Nature check with Easy DC when in the woods/field, you find a rock.
Dungeoneering check with Easy DC in dungeon/cave, you pry a loose rock or stone from the floor/walls.
Streetwise check with Easy DC in town, you pry a loose brick/cobblestone free.


----------



## Herschel (Jun 22, 2011)

Mengu said:


> Hiding a loaded crossbow under the table and pulling the trigger before your adversary? Complete cheese.




Actually, it's only cheese if you shoot second and Greedo shot first.


----------



## Ryujin (Jun 22, 2011)

Herschel said:


> Actually, it's only cheese if you shoot second and Greedo shot first.




That's called an 'interrupt'


----------



## Crazy Jerome (Jun 22, 2011)

If this incident breaks his immersion, then let me be the first to say that 4E may not be for him.  He's got a lot ruder surprises in store, shortly.  Though, if his immersion is broken this easily, then D&D is probably not for him.

Heck, even Runequest or something like it may not work.  A local group many years ago playing RQ 2nd ed. had an extended siege where the PCs couldn't get out of a fortress, but the inhabitants were secure enough to hold out for months.  By the end of the siege, all of the PCs had over a 100% in throwing things, because of rocks they threw while bored (and earned legimately under arrow fire).


----------



## MrMyth (Jun 22, 2011)

My advice would be to respond along these lines:

"I can understand your concern that throwing a rock at an enemy might seem 'silly' compared to throwing weapons designed for that purpose at them. But keep in mind that Improvised Weapons are supported by the game as an option. Note that while it does do as much damage as a dagger, there is a downside - they lack a proficiency bonus, so it is much harder to hit the enemy in the head. You can chuck a rock at someone, but you are likely to miss - but if you hit them, it will definitely leave a mark! (No pun intended.) 

I can understand your concerns, but both the rules and the DM find my actions acceptable and reasonable. Not because I found some loophole to be 'cheesy', either - this is using the rules for improvised weapons precisely as intended. If you feel they break your immersion in the game, I would recommend talking about it with the DM, or sending customer feedback to WotC."


----------



## vagabundo (Jun 22, 2011)

Hmmm total idiot. I would hate to play in one of his games, probably...

I think you should now build your character around using improvised weaponry.

That should give you the Passive Aggressive Lv2 perk.


----------



## Stumblewyk (Jun 22, 2011)

vagabundo said:


> Hmmm total idiot. I would hate to play in one of his games, probably...
> 
> I think you should now build your character around using improvised weaponry.
> 
> That should give you the Passive Aggressive Lv2 perk.

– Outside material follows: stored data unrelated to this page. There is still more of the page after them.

PR #32, opened 2016-12-06
Update BourneShellScript.java

smartmarmot:
This small fix is to show the stdout for debugging otherwise there is no way of doing this.


smartmarmot:
If you have another way of doing this please let me know.

jglick:
> otherwise there is no way of doing this

```groovy
sh 'set -x; …'
```

PR #613, opened 2025-03-12
558 - Survey Creator: Analyse why the expiration date does reset with backspace (sometimes)

maierdominik:
Issue: https://github.com/edulution-io/edulution-ui/issues/558

Replace deprecated PR from (https://github.com/edulution-io/edulution-ui/pull/596)

The new shadcn component is derived from https://time.rdsx.dev/

558:
* add the new DateTimePicker component
* fix all the eslint errors
* adapt the color/variant (using the DropdownVariants and Styles)
* use the isDisabled property to disable dates from the past
* add a clear button to the field

Additionally (Fix for Merge of 560 (https://github.com/edulution-io/edulution-ui/pull/607)):
* convert the function getFirstValidDateOfArray into an arrow function


apps/frontend/src/components/ui/DateTimePickerField.tsx
TomlDev, line 1: It must be somehow possible to clear the date
image
I think a boolean that controls it `isClearable` would be good. When a date is entered it should show a button to clear it then.

TomlDev, line 1: Can you please have a look on the AI proposal for avoiding the eslint disable:

> Below is an example of how you could refactor your code to avoid ESLint errors for:
> 
> - **`react/jsx-no-bind`:** by removing inline arrow functions within JSX (moving them to stable callbacks and/or separate child components).  
> - **`@typescript-eslint/no-unsafe-call`:** by doing a proper type check (i.e. verifying the value is actually a `Date`) before calling methods like `.getHours()` or `.getMinutes()`.
> 
> <details>
> <summary>Refactored <code>DateTimePickerField.tsx</code> <strong>(CLICK TO EXPAND)</strong></summary>
>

 The OP totally needs to ask his DM if he can adapt the Arena fighter build from Dark Sun for this game.  Suddenly, everything is an improvised weapon!  Yay!  And at d8 damage to boot!  Huzzah!


----------



## Ryujin (Jun 22, 2011)

vagabundo said:


> Hmmm total idiot. I would hate to play in one of his games, probably...
> 
> I think you should now build your character around using improvised weaponry.
> 
> That should give you the Passive Aggressive Lv2 perk.




He should MC as a Barbarian, take the "Improvised Missile" feat, Belt  of the Brawler, and Giantkind Gloves, then forever after walk into every combat without a single weapon on him.


----------



## S'mon (Jun 22, 2011)

Stumblewyk said:


> The OP is right, everyone else in this topic is right...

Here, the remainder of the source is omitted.